Nanoporous graphene has been recently employed in ultrafast organic solvent nanofiltration (OSN) membranes, where the nanopores effectively enhance solvent permeance by providing additional diffusion pathways while maintaining excellent molecular sieving properties due to their narrow interlayer spacing. However, the impact of nanoporous graphene structure on molecular transport has not been thoroughly explored. In this study, we revealed how the nanopore structure of graphene influences molecular transport properties of multilayer nanoporous graphene membranes with a combination of experimental and computational analysis. We prepared pore-tuned multilayer nanoporous graphene membranes by combining different reduction methods of graphene oxide (GO) with microwave treatment for the OSN experiment. To minimize the influence of functional groups and defective structure on the solvent transport, the microwave treatment was conducted to recover the crystallinity of graphene while maintaining the pore structure.

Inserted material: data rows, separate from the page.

PR #1654, opened 2022-10-27
[106X_v2] [MCWeight] Error propagation for Lepton SF

bonanomi:


bonanomi:
I have not included any special handling of crack electrons, assuming that everything remain as it is and people mask them in their analysis. If we want, we can include a check for which:

    if(err>1) err=0;

So that crack electrons (for which SF=1, hence no effect) do not enter the error propagation.

Since also in AZH we decided to mask crack electrons, my preference would be to leave this module as it is to maintain generality.

danielhundhausen:
Looks good to me. @mschrode @MatthiesC can you merge this?

PR #1655, opened 2022-11-10
[106X] TstarTstar MC scale variation handling

finnlabe:
[only compile]

Same change as in https://github.com/UHH2/UHH2/pull/1653 for my tstartstar signal samples.


finnlabe:
Fascinating... lets test again.

PR #1656, opened 2022-11-23
Update functionality of read entry module [106X]

anmalara:
[ci skip]
[only  compile]


mschrode:
Hi @anmalara , what is the status here? Should we merge?

anmalara:
For me yes. not sure if @mschrode or @stalbrec were testing other options

stalbrec:
I have not gotten around to test this yet, but the stuff i tested (not extensively) earlier looked similar. I don't have any objections against this :)

PR #1658, opened 2022-11-25
[all] change calculation of cos(θ*)

jabuschh:
I slightly changed the calculation of the cos(θ*) observable (mainly for future reference).
Before, it was calculated as the azimuthal angle with respect to the beam line.
However, as I've found out during my reinterpretation studies of TOP-20-001, the "correct" (or more commonly used) definition is with respect to the ttbar system.

See the second commit and [these slides](https://indico.desy.de/event/36778/#2-henrik) for more details.

[only compile]


jabuschh:
I just saw that the tests failed, I will fix it and retry

jabuschh:
Done. Now it should compile. I simply forgot a ```.Vect()```.
Could you restart the compiling? Thanks!

PR #1662, opened 2023-02-20
add missing 2016 UL map elements in year_str_map_simple

danielhundhausen:


MatthiesC:
I guess this can be merged, right?
@danielhundhausen Might make sense to specify `[only @ compile]` (without the `@`) next time in the PR message to not trigger the entire testing which is only relevant if we do changes to ntuple generating code.

PR #1669, opened 2023-07-03
[Muon RECO SF] Add muon reco SF .root files

bonanomi:
This PR includes Muon RECO SF in `UHH2-data/muon_SFs_UL` as so far we only had ID and ISO SFs, but no RECO SFs. Given that the structure of these `.root` file reflects the one of the ID+ISO SFs, no modification to `MCMuonScaleFactor` should be needed.

SFs taken from: https://twiki.cern.ch/twiki/bin/view/CMS/MuonUL2018#RECO_efficiency


stalbrec:
Hi Matteo, i just had a quick look and noticed that the root files you added are actually html files. I guess you curled them directly and they are behind SSO?

bonanomi:
> Hi Matteo, i just had a quick look and noticed that the root files you added are actually html files. I guess you curled them directly and they are behind SSO?

🤦‍♂️ Thanks for noticing this Steffen, my bad. Let me replace them with the proper `.root` files

danielhundhausen:
@stalbrec can you merge this for us?

PR #1674, opened 2024-10-13
[RunII_106X_v2] Fixed error propgation formula for MC<Muon/Elec>ScaleFactor classes

MatthiesC:
[only compile]

This updates the changes made in https://github.com/UHH2/UHH2/pull/1654. The formula implemented in that PR was still not correct but the effect of this error was kinda low since most of the time `weight` is approx. one.


MatthiesC:
Pipeline failed with:
```
http://linuxsoft.cern.ch/epel/7/x86_64/repodata/repomd.xml: [Errno 14] HTTP Error 404 - Not Found
Cleaning up project directory and file based variables 00:01
ERROR: Job failed: command terminated with exit code 1
```
I guess this is due to EL7 being retired now? The code definitely compiles in my EL7 singularity container.

PR #6, opened 2016-05-11
add middleware and next function support, see sample8 for example

Salimlou:
this PR add the ability to specify middleware, and also Inject Next function if needed.
 there is also some whitespaces thant tslint showed.

### DIFF
--- a/sample/sample8-middlewares/UserController.ts
+++ b/sample/sample8-middlewares/UserController.ts
@@ -1,0 +1,56 @@
+import {Request} from "express";
+import {Controller} from "../../src/decorator/controllers";
+import {Get, Post, Put, Patch, Delete, Use} from "../../src/decorator/methods";
+import {Req, Next} from "../../src/decorator/params";
+
+@Controller()
+export class UserController {
+
+
+    @Use()
+    middleware( @Next() next: any) {
+      console.log("calling middleware");
+      next();
+    }
+
+    @Get("/users", { jsonResponse: true })
+    getAll() {
+        return [
+            { id: 1, name: "First user!" },
+            { id: 2, name: "Second user!" }
+        ];
+    }
+
+    @Get("/users/:id")
+    getOneMdlw( @Req() request: Request, @Next() next: any) {
+        console.log("calling next");
+        next();
+    }
+
+    @Get("/users/:id")
+    getOne( @Req() request: Request) {
+        return "User #" + request.params.id;
+    }
+
+    @Post("/users")
+    postmdlw( @Req() request: Request) {
+        let user = JSON.stringify(request.body); // probably you want to install body-parser for express
+        return "User " + user + " !saved!";
+    }
+
+    @Put("/users/:id")
+    put( @Req() request: Request) {
+        return "User #" + request.params.id + " has been putted!";
+    }
+
+    @Patch("/users/:id")
+    patch( @Req() request: Request) {
+        return "User #" + request.params.id + " has been patched!";
+    }
+
+    @Delete("/users/:id")
+    remove( @Req() request: Request) {
+        return "User #" + request.params.id + " has been removed!";
+    }
+
+}
--- a/sample/sample7-parsed-models/Photo.ts
+++ b/sample/sample7-parsed-models/Photo.ts
@@ -3,7 +3,7 @@ export class Photo {
     id: number;
 
     url: string;
-    
+
     isUrlEmpty() {
         return !this.url;
     }
--- a/sample/sample7-parsed-models/User.ts
+++ b/sample/sample7-parsed-models/User.ts
@@ -2,15 +2,15 @@ import {Photo} from "./Photo";
 import {Type, Skip} from "constructor-utils/constructor-utils";
 
 export class User {
-    
+
     id: number;
-    
+
     name: string;
 
     @Skip()
     password: string;
-    
+
     @Type(() => Photo)
     photo: Photo;
-    
+
 }
--- a/sample/sample7-parsed-models/UserController.ts
+++ b/sample/sample7-parsed-models/UserController.ts
@@ -18,5 +18,5 @@ export class UserController {
         console.log("Is photo url empty?: ", user.photo.isUrlEmpty());
         return user;
     }
-    
+
 }
--- a/sample/sample7-parsed-models/UserFilter.ts
+++ b/sample/sample7-parsed-models/UserFilter.ts
@@ -1,10 +1,10 @@
 
 export class UserFilter {
-    
+
     keyword: string;
-    
+
     hasKeyword(): boolean {
         return this.keyword && this.keyword.length > 2;
     }
-    
+
 }
--- a/sample/sample8-middlewares/app.ts
+++ b/sample/sample8-middlewares/app.ts
@@ -1,0 +1,10 @@
+import * as express from "express";
+import {registerActionsInExpressApp} from "../../src/routing-controllers";
+
+require("./UserController");
+
+let app = express(); // create express server
+registerActionsInExpressApp(app); // register controllers routes in our express application
+app.listen(3001); // run express app
+
+console.log("Express server is running on port 3001. Open http://localhost:3001/users/");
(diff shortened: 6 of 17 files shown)


sample/sample8-middlewares/UserController.ts
```diff
@@ -0,0 +1,56 @@
...
+import {Controller} from "../../src/decorator/controllers";
+import {Get, Post, Put, Patch, Delete, Use} from "../../src/decorator/methods";
+import {Req, Next} from "../../src/decorator/params";
+
+@Controller()
+export class UserController {
+
+
+    @Use()
+    middleware( @Next() next: any) {
```
pleerock: as I understood this method `middleware` will be called before each route in this specific controller, am I right?

sample/sample8-middlewares/UserController.ts
```diff
@@ -0,0 +1,56 @@
...
+    @Get("/users", { jsonResponse: true })
+    getAll() {
+        return [
+            { id: 1, name: "First user!" },
+            { id: 2, name: "Second user!" }
+        ];
+    }
+
+    @Get("/users/:id")
+    getOneMdlw( @Req() request: Request, @Next() next: any) {
```
pleerock: not sure if the `@Next()` is the best name here... Also looks like this decorator makes this library more express-specific

pleerock:
I think two main questions here to discuss:
* how do we make application-level middleware?
* how do we make route-level middleware?

sample/sample8-middlewares/UserController.ts
Salimlou: Use decorator acts like actions one(GET, POST,..) but instead of calling express[action-type](router...) while registering action, I use express.use method, so the same rules applies, in this example the middleware will be called before **all route in all controllers**, since the calculated route is "/".
the main idea here is that the middlewares are controller agnostic, the decision to call them or not depends on the provided and calculated route.

sample/sample8-middlewares/UserController.ts
Salimlou: I agree, it tied it up with express, perhaps we can specify some specific decorator in server implementations, to that they're only avalaible when a specific server framework is used.

I did a quick search for next function in koa, it seem they use it the same way... for the others I really don't know :)!

If you have suggestions?

Salimlou:
> how do we make application-level middleware?

the calculated route should be /, like in the first example.

for instance, I used with passport this way : 

```
    @Use()
    passportMdl( @Req() request: Request, @Res() response: Response, @Next() next) {
      passport.authenticate("jwt", { session: false })(request, response, next);
    }
```

> how do we make route-level middleware?

``` 
    @Use("/users/:id")
    getOneMdlw( @Req() request: Request, @Next() next: any) {
        console.log("calling next");
        next();
    }

    @Get("/users/:id")
    getOne( @Req() request: Request) {
        return "User #" + request.params.id;
    } 
```

One important thing that I forgot! Method defintion order is **very important**, there is no sorting.... for now :)

sample/sample8-middlewares/UserController.ts
Salimlou: I used Next in case we need middleware for a specific HTTP verb.

In this case we use the method decorator (Get, Post,...) and the Next function for passing to the next route...

sample/sample8-middlewares/UserController.ts
pleerock: if was afraid that this middleware will be called for `all route in all controllers` because it will lead to lot of problems. When you have user module with its own controller and lets say posts controller in the posts module and it brings *global* middleware which changes something, and you need to think why user controller actions works unexpectedly. If this middleware is for all controllers, then it should not be in specific controller.

sample/sample8-middlewares/UserController.ts
pleerock: I haven't used next function a lot, and I can't get one point... Do we really need to use @Next here? I makes sense for me if we used it in something that is running before this controller action (`getOneMdlw`), but this controller action getOneMdlw is the last in the stack, and there is nothing to call after it using next. Or am I wrong?

pleerock:
This is what I can suggest:

> application-level middleware?

```typescript
@Middleware("middlewareName")
export class SomeMiddleware implements MiddlewareInterface {
      use(request, response, next) { 
            // do something
            next();
      }
}
```
signatures in the libraries:
```typescript

export function Middleware(name?: string, options?: { priority?: number, routes?: string[] });

export interface MiddlewareInterface {
      use(request, response, next): void;
}
```

> how do we make route-level middleware?

```typescript
@Use("middlewareName") // can be applied on both controller class and controller method
@Get("/users/:id")
getOne( @Req() request: Request) {
    return "User #" + request.params.id;
} 
```

sample/sample8-middlewares/UserController.ts
Salimlou: it's the getOne method that will be called., the getOneMdlw method acts like middleware in this case.

```
   @Use("/users/:id") //  or @Get("/users/:id")
    getOneMdlw( @Req() request: Request, @Next() next: any) {
        console.log("calling next");
        next();
    }

    @Get("/users/:id")
    getOne( @Req() request: Request) {
        return "User #" + request.params.id;
    } 
```

Salimlou:
Nice, i like it, but I have a question : 

1. Declaring a Middleware class, make it de facto application wide. with routes options we can specify routes to which this middleware will be applied. Do you really need to use @Use Decorator to have route-level middleware in this case?


wa can introduce a scope parameter, that the registrator will handle this way: 

- if the scope is application, the middleware is registred before all the controllers
- if the scope is route, it the will be registred before the route or controller that have a **@Use("mdlName")** decorator

```
@Middleware("appWideMiddleware", {scope : SCOPE.APPLICATION})
export class AppWideMiddleware implements MiddlewareInterface {
      use(request, response, next) { 
            // do something
            next();
      }
}

@Middleware("routeMiddleware", {scope : SCOPE.ROUTE})
export class RouteMiddleware implements MiddlewareInterface {
      use(request, response, next) { 
            // do something
            next();
      }
}
```
in this case we don't need options.routes .

So, if you want I can start implementing your design, and see How it goes! I'm more of a code'n'see guy :)!

Salimlou:
Another question, this decorator will be express specific??

pleerock:
> with routes options we can specify routes to which this middleware will be applied. Do you really need to use @Use Decorator to have route-level middleware in this case?

Actually `@Use` should be used instead of `options.routes` in a middleware decorator in most of cases. `options.routes` since its global should be used in rear cases, only in some situation =)

> scopes
options.routes is list of routes for which this middleware will work. I dont see how scopes can handle this.

> Another question, this decorator will be express specific??

no. I think koa has same concepts and it can be applied on it too. 

>  I can start implementing your design

I think better if I do it plus I will make some refactorings that I wanted to do. But if you want to contribute would be great if you implement koa or other framework support, or take care of any other feature.

Salimlou:
Okay Sir :+1:  

I never worked with koa or any other server, so I don't have enough perspective like with express.

I've been working with this lib for more than 6 months now, and the only thing I needed the most is the middleware stuff for passport.js

If you need something particular let me know. 
And keep up the good work, I learned a lot for your code :)!!

pleerock:
thank you, I think I'll implement middlewares on this weekends. By the way, do you use relational databases (mysql / postgre / etc.)  in your projects?

Salimlou:
Cool. 

For relational databases, I haven't used them for over a year now, since my former Job. At that time it was mainly Java/J2EE and Oracle. 

Now I'm all NoSQL, mainly Mongo, with mongoose...., But perhaps some potential future projects will need a RDB?? 

why? Do you have a request? something I can help with?

on the other side, should i close this pull request??

pleerock:
no, just wanted to point out my last project - [typeorm](https://github.com/pleerock/typeorm). I also was working on [mongodb odm](https://github.com/pleerock/typeodm) but for now freeze the work, planning to return back to it later after finish with orm. Try them (use samples)

Salimlou:
I will :)!!

pleerock:
closing it since it was already implemented

PR #9, opened 2016-05-31
"Mount" a directory under a specific path

alexproca:
Added option to "mount" controllers from a directory under a specific path


pleerock:
thank you

PR #13, opened 2016-07-13
0.6.0 release

pleerock:


pleerock:
added koa support special for @amcdnl . only noticable thing that is not working now is file uploading. need to find a good uploading middleware and implement that feature too

PR #22, opened 2016-08-17
Fixes Error Handler documentation

JD-Robbs:
This fixes an issue where the documentation and code have got out-of-sync.

As far as I know, the Error Handler Middleware now does not need to be imported anymore since it should be loaded by use/createExpressServer's `middlewareDirs`.  That being said, maybe not everyone uses that option and may still need to manually include the files.

I am referring to the following:

    -2. Load created error handler before app bootstrap:		
    -		
    -    ```typescript		
    -    import "reflect-metadata";		
    -    import {createExpressServer} from "routing-controllers";		
    -    import "./UserController";		
    -    import "./CustomErrorHandler"; // here we load it		
    -    createExpressServer().listen(3000);		
    -    ```		
    -

Long story short: maybe the above shouldn't be removed.

### DIFF
--- a/README.md
+++ b/README.md
@@ -722,15 +722,15 @@ You can make global middleware to run after controller action by using `@Middlew
 ### Error handlers
 
 Error handlers are specific only to express.
-Error handlers works pretty much the same as middlewares, but instead of `@Middleware` decorator `@ErrorHandler` is being used:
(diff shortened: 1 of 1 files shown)


pleerock:
thank you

The molecular dynamic study was conducted on graphene pores of different sizes and functionalities, permeating various organic solvent molecules. Overall, highly crystalline multilayer graphene membranes show ultrafast organic solvent permeability particularly in the range of 1.2 x 10-4 to 4.6 x 10-4 L m-1h-1 bar-1 for 2-propanol (IPA) with narrow molecular cut-off at 500 Da, far surpassing the upper bound of reported OSN membrane. Importantly, it is revealed that pore size predominantly determines organic solvent permeance, and significant enhancement was observed in pores larger than 2 nm regardless of the edge functionality, while molecular sieving was primarily governed by interlayer spacing. These findings can provide insights for designing nanoporous two-dimensional materials for ultrafast membrane fabrication beyond graphene.